We need more nose jobs


Last week, my childhood friend and I were talking about my plan to switch from Comcast to ATT (more on that later this week). His caution to me: beware I don’t cut off my nose to spite my face. After careful consideration, I’ve come to the conclusion that we need more nose jobs.

Now, my friend is a trusted adviser. His suggestions grow more sage through the years. But, I felt he, unwittingly, touched on a more important point.

The switch I have now officially made is all about principle. However, his comment is illustrative of a subtle decay in the general fabric of society. We shrug and give in too much.

We won’t send that food back that was prepared wrong in the restaurant. But, what if they spit in it? What if it still comes back wrong? Whatever, I’ll just eat it. I don’t want to cause a fuss.

Is it fear or embarrassment that forestalls us? Neither should.

We won’t speak up when the boss treats us or someone else in the office unfairly. What if there is retribution? What if the co-worker resents our butting in? Might as well just shrug and ignore it. No sense causing a fuss.

But, what if there was no retribution. What if the boss actually responds and changes things? Because, he or she might have their own fears of the issue being escalated. What if the co-worker would be grateful for your help and backing them up?

And when it comes to politics? Well, half of us shrug and say we’ll wait for November or 2020. For or against, if there are things we feel aren’t right, we shouldn’t be waiting to speak up about them. Because we shouldn’t simply accept our (perceived) inability to make a difference.

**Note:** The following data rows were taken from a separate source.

PR #2316, opened 2021-10-12
Assume Swagger integer is Dhall Natural unless evidence to contrary

arobertn:
This PR reverses the assumption made when converting a Swagger spec to Dhall types about the signedness of integers. In most cases when dealing with configuration, an "integer" is meant to be a nonnegative number, be it a timeout, a port number, a count, or some other real-world quantity. Thus rather than requiring a range _excluding_ negative numbers to make a Natural, we require a range explicitly _including_ them to make an Integer.

### DIFF
--- a/dhall-openapi/openapi-to-dhall/Main.hs
+++ b/dhall-openapi/openapi-to-dhall/Main.hs
@@ -182,9 +182,9 @@ parseNatIntExceptions =
     bimap errorBundlePretty id $ result (pack s)
   where
     parser = do
-      typ <- some (alphaNumChar)
+      typ <- some alphaNumChar
       char '.'
-      fld <- some (alphaNumChar)
+      fld <- some alphaNumChar
       return (typ, fld)
     result = parse ((Dhall.Parser.unParser parser `sepBy1` char ',') <* eof) "EXCEPTIONS"
 
--- a/dhall-openapi/openapi-to-dhall/Main.hs
+++ b/dhall-openapi/openapi-to-dhall/Main.hs
@@ -215,7 +215,7 @@ parseSplits =
         mo <- parseModel
         return mo
       return (path, model)
-    result = parse ((Dhall.Parser.unParser parser `sepBy1` char ',') <* eof) "MAPPING"
+    result = parse ((Dhall.Parser.unParser parser `sepBy1` char ',') <* eof) "SPLITS"
 
 
 parseOptions :: Options.Applicative.Parser Options
@@ -248,7 +248,7 @@ parseOptions = Options <$> parseSkip <*> parseNaturalInt <*> parseNatIntExceptio
         (  Options.Applicative.long "splitPaths"
         <> Options.Applicative.help
           "Specifiy path and model name pairs with paths being delimited by '.' and pairs separated by '=' for which \
-          \definitions should be aritifically split with a ref: \n\
+          \definitions should be artificially split with a ref: \n\
           \'(com.example.v1.Certificate).spec=com.example.v1.CertificateSpec'\n\
           \When the model name is omitted, a guess will be made based on the first word of the definition's \
           \description. Also note that top level model names in a path must use () when the name contains '.'"
--- a/dhall-openapi/openapi-to-dhall/Main.hs
+++ b/dhall-openapi/openapi-to-dhall/Main.hs
@@ -61,7 +61,7 @@ import qualified Text.Megaparsec.Char.Lexer as Megaparsec.Lexer
 data Options = Options
     { skipDuplicates :: Bool
     , preferNaturalInt :: Bool
-    , natIntExceptions :: String
+    , natIntExceptions :: [(String,String)]
     , prefixMap :: Data.Map.Map Prefix Dhall.Import
     , splits :: Data.Map.Map ModelHierarchy (Maybe ModelName)
     , filename :: String
@@ -176,6 +176,18 @@ parseImport :: String -> Types.Expr -> Dhall.Parser.Parser Dhall.Import
 parseImport _ (Dhall.Note _ (Dhall.Embed l)) = pure l
 parseImport prefix e = fail $ "Expected a Dhall import for " <> prefix <> " not:\n" <> show e
 
+parseNatIntExceptions :: Options.Applicative.ReadM [(String, String)]
+parseNatIntExceptions =
+  Options.Applicative.eitherReader $ \s ->
+    bimap errorBundlePretty id $ result (pack s)
+  where
+    parser = do
+      typ <- some (alphaNumChar)
+      char '.'
+      fld <- some (alphaNumChar)
+      return (typ, fld)
+    result = parse ((Dhall.Parser.unParser parser `sepBy1` char ',') <* eof) "EXCEPTIONS"
+
 parsePrefixMap :: Options.Applicative.ReadM (Data.Map.Map Prefix Dhall.Import)
 parsePrefixMap =
   Options.Applicative.eitherReader $ \s ->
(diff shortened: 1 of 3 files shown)


Gabriel439:
I would prefer to keep the current behavior, even if `Integer` literals are less ergonomic than `Natural` literals.  Keep in mind that although `openapi-to-dhall` was originally created for `dhall-kubernetes`, it's goal is to to do the right thing for any OpenAPI specification.  So even if most uses of integers in `dhall-kubernetes` are non-negative, I still prefer to try to mirror the OpenAPI spec as closely as possible

arobertn:
The ergonomics are of course a concern, but correctness is more important, and dhall-kubernetes is a major but not the only user of this tool. So I've now updated the implementation to be optional, controlled by two command-line parameters:

- `--preferNaturalInt` - swaps the assumption that openapi integer is Dhall Integer to Dhall Natural
- `natIntExceptions <str>` - provides a list of fields that should be processed with the opposite assumption

I've submitted a companion PR https://github.com/dhall-lang/dhall-kubernetes/pull/178 that utilizes these optional arguments to generate dhall-kubernetes.

As said, these arguments are completely optional to openapi-to-dhall and it will default to translating Swagger integer as Dhall Integer. However for what it's worth, I can't really see any evidence that the creators of the Swagger specification themselves have thought about the natural/unsigned – integer/signed distinction. For instance in the [first major example in the specification](https://swagger.io/specification/#components-object), they define clearly non-negative quantities using only "integer" of format "[signed] int32" with no mention of limits. Dhall is just more nuanced here while it may be the majority of Swagger instances don't pay much attention to the issue either. But as I say most quantities in Dhall's target domain of configuration are naturally unsigned.

dhall-openapi/openapi-to-dhall/Main.hs
```diff
@@ -60,6 +60,8 @@ import qualified Text.Megaparsec.Char.Lexer as Megaparsec.Lexer
 -- | Top-level program options
 data Options = Options
     { skipDuplicates :: Bool
+    , preferNaturalInt :: Bool
+    , natIntExceptions :: String
```
Gabriel439, line 64:
```suggestion
    , natIntExceptions :: [(String, String)]
```

Would it be possible to do the string splitting within the command-line parsing logic so that the field can have this type?

Gabriel439 (commented):
Sorry for the long delay in reviewing this!  I think this is good approach, and just have a couple of comments

arobertn:
OK great I will make those adjustments next week if I don't get to it this one.

dhall-openapi/openapi-to-dhall/Main.hs
arobertn: Done

dhall-openapi/src/Dhall/Kubernetes/Convert.hs
```diff
@@ -223,15 +231,22 @@ toTypes' prefixMap typeSplitter definitions toMerge
...
-              "integer" -> case (minimum_ definition, exclusiveMinimum definition) of
-                (Just min_, Just True) | min_ >= -1 -> (Dhall.Natural, Data.Map.empty)
-                (Just min_, _)         | min_ >= 0 -> (Dhall.Natural, Data.Map.empty)
-                _                      -> (Dhall.Integer, Data.Map.empty)
+              "integer" -> if prefNatInt then case (minimum_ definition, exclusiveMinimum definition,
+                          maximum_ definition, exclusiveMaximum definition) of
+                  (Just min_, Just True, _, _) | min_ < -1 -> (Dhall.Integer, Data.Map.empty)
+                  (Just min_, _, _, _)         | min_ < 0  -> (Dhall.Integer, Data.Map.empty)
+                  (_, _, Just max_, Just True) | max_ < 1  -> (Dhall.Integer, Data.Map.empty)
+                  (_, _, Just max_, _)         | max_ < 0  -> (Dhall.Integer, Data.Map.empty)
```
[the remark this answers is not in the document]
arobertn: All bounds are optional, so if we get past the first two min cases, then either there _is_ a min and it is >=0, or there is no min. Then there are three cases:

    1. no max -> no limits specified, so Nat by default
    2. max >0 -> Nat by default, assume intent is a bounded positive number
    3. max <=0 -> implies an unbounded negative number

So we are detecting this last case.

arobertn:
All concerns addressed and rebased on master in the upstream branch.

dhall-openapi/openapi-to-dhall/Main.hs
```diff
@@ -174,6 +176,18 @@ parseImport :: String -> Types.Expr -> Dhall.Parser.Parser Dhall.Import
...
 
+parseNatIntExceptions :: Options.Applicative.ReadM [(String, String)]
+parseNatIntExceptions =
+  Options.Applicative.eitherReader $ \s ->
+    bimap errorBundlePretty id $ result (pack s)
+  where
+    parser = do
+      typ <- some (alphaNumChar)
+      char '.'
+      fld <- some (alphaNumChar)
```
Gabriel439, line 187: Minor suggestion: the parentheses are not necessary

```suggestion
      typ <- some alphaNumChar
      char '.'
      fld <- some alphaNumChar
```

dhall-openapi/openapi-to-dhall/Main.hs
```diff
@@ -174,6 +176,18 @@ parseImport :: String -> Types.Expr -> Dhall.Parser.Parser Dhall.Import
...
+      return (typ, fld)
+    result = parse ((Dhall.Parser.unParser parser `sepBy1` char ',') <* eof) "EXCEPTIONS"
```
Gabriel439, line 189: I don't know if the name shows up in the error message or not, but just in case it does, maybe set the option name as the "file" name:

```suggestion
    result = parse ((Dhall.Parser.unParser parser `sepBy1` char ',') <* eof) "--natIntExceptions"
```

dhall-openapi/openapi-to-dhall/Main.hs
```diff
@@ -201,17 +215,28 @@ parseSplits =
         mo <- parseModel
         return mo
       return (path, model)
-    result = parse ((Dhall.Parser.unParser parser `sepBy1` char ',') <* eof) "MAPPING"
+    result = parse ((Dhall.Parser.unParser parser `sepBy1` char ',') <* eof) "SPLITS"
```
Gabriel439, line 218: Same suggestion here:

```suggestion
    result = parse ((Dhall.Parser.unParser parser `sepBy1` char ',') <* eof) "--splitPaths"
```

Gabriel439 (approved):
Thank you!  Just some cosmetic suggestions

dhall-openapi/openapi-to-dhall/Main.hs
arobertn: Done. Interestingly haskell-language-server does not pick that up.

dhall-openapi/openapi-to-dhall/Main.hs
arobertn: The usage string now reads like this:

```
Usage: openapi-to-dhall [--skipDuplicates] [--preferNaturalInt] 
                        [--natIntExceptions EXCEPTIONS] [--prefixMap MAPPING] 
                        [--splitPaths SPLITS] FILE [--crd]
```

An error will come out like so:

```
option --natIntExceptions: EXCEPTIONS:1:133:
  |
1 | ContainerStateTerminated.exitCode,ContainerStateTerminated.signal,PodSpec.priority,PriorityClass.valueCustomResourceColumnDefinition.priority
  |                                                                                                                                     ^
unexpected '.'
expecting ',', alphanumeric character, or end of input
```

The "EXCEPTIONS", "MAPPING", etc. are not variable names, but just strings shown in the usage and error messages respectively. I tried putting something more descriptive for the usage one like `type-1.field-1[,type-2.field-2]+` but it didn't look right and duplicates the `--help` output. I also tried putting something more generic like "ARG" for the error message one but that didn't improve things enough to be worth breaking the connection to the usage string. And duplicating the argument name obviously doesn't make sense. I'm open for any other suggestions but maybe it is not the worst as it is.

Gabriel439: Ah, okay, I didn't realize that the option name would already show up in the error message.  Then I think you were right to keep it the way it is

Gabriel439:
Thank you for doing this! 🙂

arobertn:
No problem; I'll work on the PR on the dhall-kubernetes side next week.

Most of the time, we let these little surrenders go. It’s not that big a deal. We’ve got mouths to feed and bills to pay. There’s already enough aggravation in our lives.

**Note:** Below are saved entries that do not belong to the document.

PR #2329, opened 2021-11-10
Build against hashable-1.4

Gabriel439:
Related to https://github.com/commercialhaskell/stackage/issues/6268

Note that I have not actually tested this change since it requires bumping or jailbreaking
way too many dependencies.  However, based on the `hashable` CHANGELOG and our usage
of it I'm fairly confident that this is a safe change


sjakobi (approved):
This builds cleanly for me with

```
cabal build dhall -O0 --constraint 'hashable >= 1.4' --allow-newer=hashable
```

I've pushed a matching Hackage revision.

Issue #2337, opened 2021-11-23
openapi-to-dhall discards type information in additionalProperties


BrianHicks:
Certain CRDs have name/value pairs, where the value is not a string type but something else. There are some examples in Zalando's Postgres operator: [`preparedDatabase`](https://github.com/zalando/postgres-operator/blob/a6d4f23f90fe12822a19e758ff400233c9212e00/manifests/postgresql.crd.yaml#L372-L393), [`users`](https://github.com/zalando/postgres-operator/blob/a6d4f23f90fe12822a19e758ff400233c9212e00/manifests/postgresql.crd.yaml#L515-L551).

openapi-to-dhall discards everything in `additionalProperties`, so these schemas end up being `{ field = None (List { mapKey : Text, mapValue : Text }) }`, and values generated by `dhall-to-yaml` and fed into Kubernetes are rejected due to schema validation failures.

Gabriel439:
I'm not that familiar with Kubernetes / CRDs, but it might help if you explain in terms of how the Haskell types for the CRD data structure need to be fixed

My very rough understanding is that based on what you are saying the Haskell type for `V1JSONSchemaProps` is not correct:

https://github.com/dhall-lang/dhall-haskell/blob/fc56822eb56ca280a7d574eb9c056c2b8bb0a05c/dhall-openapi/src/Dhall/Kubernetes/Convert.hs#L432-L444

… but the part that I don't understand is what change needs to be made to that type

BrianHicks:
I'm not sure what change would need to be made to the code either… else I'd make it! 😬

But in the hopes it clears things up: this is not a CRD-specific thing. In JSON schemas / OpenAPI, `additionalProperties` is able to specify a type for an arbitrary string key in the same way that `properties.NAME.type` or `properties.NAME.items` can. In that case, I would expect the conversion to work like:

| JSON Schema | Dhall |
|-|-|
| `{ "properties": { "x": { "type": "integer" } } }` | `{ x : Integer }` |
| `{ "properties": { "x": { "type": "array", "items": "integer" } } }` | `{ x : List Integer }` |
| `{ "additionalProperties": "integer" }` | `List { mapKey : Text, mapValue : Integer }` |

(pretending that all those have `"type": "object"` and `x` is required in the first two to save a little space)

Gabriel439:
Thanks!  Now I understand what you mean and I believe #2343 will fix this

BrianHicks:
[...]

PR #2343, opened 2021-12-03
dhall-openapi: Fix handling of additionalProperties

Gabriel439:
Fixes https://github.com/dhall-lang/dhall-haskell/issues/2337

Basically, `additionalProperties` is analogous to
`Map Text` in `dhall`, which this change codifies.

Before this change, an `object` with an `additionalProperties`
field would get encoded as `Map Text Text`, regardless of what
the property type was.  Now the property type is correctly
respected by the conversion code.


Gabriel439:
Here is the matching change to `dhall-kubernetes`: https://github.com/dhall-lang/dhall-kubernetes/pull/180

Except, they add up. Insidiously. Nefariously. Every time we shrug and give in, a little more of us is eaten away. Principles. Morals. Optimism.

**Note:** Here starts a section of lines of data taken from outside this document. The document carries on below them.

PR #2349, opened 2021-12-10
Add FromDhall instances for Int{,8,16,32,64}

jchia:
#2348

### DIFF
--- a/dhall/src/Dhall/Marshal/Decode.hs
+++ b/dhall/src/Dhall/Marshal/Decode.hs
@@ -146,7 +146,6 @@ import Data.Functor.Contravariant
     , Predicate (..)
     )
 import Data.Hashable                    (Hashable)
-import Data.Int                         (Int16, Int32, Int64, Int8)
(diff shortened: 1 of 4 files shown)


Gabriel439:
It looks like you will also need to fix this now that `Dhall.Marshall.Internal` re-exports `Int{8,16,32,64}`:

```
src/Dhall/Marshal/Decode.hs:149:1: error: [-Wunused-imports, -Werror=unused-imports]
    The import of ‘Data.Int’ is redundant
      except perhaps to import instances from ‘Data.Int’
    To import instances alone, use: import Data.Int()
    |
149 | import Data.Int                         (Int16, Int32, Int64, Int8)
    | ^^^^^^^^^^^^^^^^^^^^^^^^^^^^^^^^^^^^^^^^^^^^^^^^^^^^^^^^^^^^^^^^^^^
```

jchia:
Fixed.

Gabriel439:
Thank you! 🙂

So, a resigned cynicism begins taking root. Maybe not overtly. Perhaps not even noticeable at first. But our view of the world and of our power to affect it begins degrading.

It makes little battles seem big and the big battles seem impossible.

And yet, it’s not that hard to change it around. Because, it only takes a few small victories to realize we have real power. How we wield it is entirely up to us, but defending our principles is not a bad start.

Expect decent service. Look for fair treatment. Demand honest representation. Reward those that give it to you and challenge those that don’t.

I think you’ll soon find it’s hardly cutting off your nose. And even if it were, we need more nose jobs.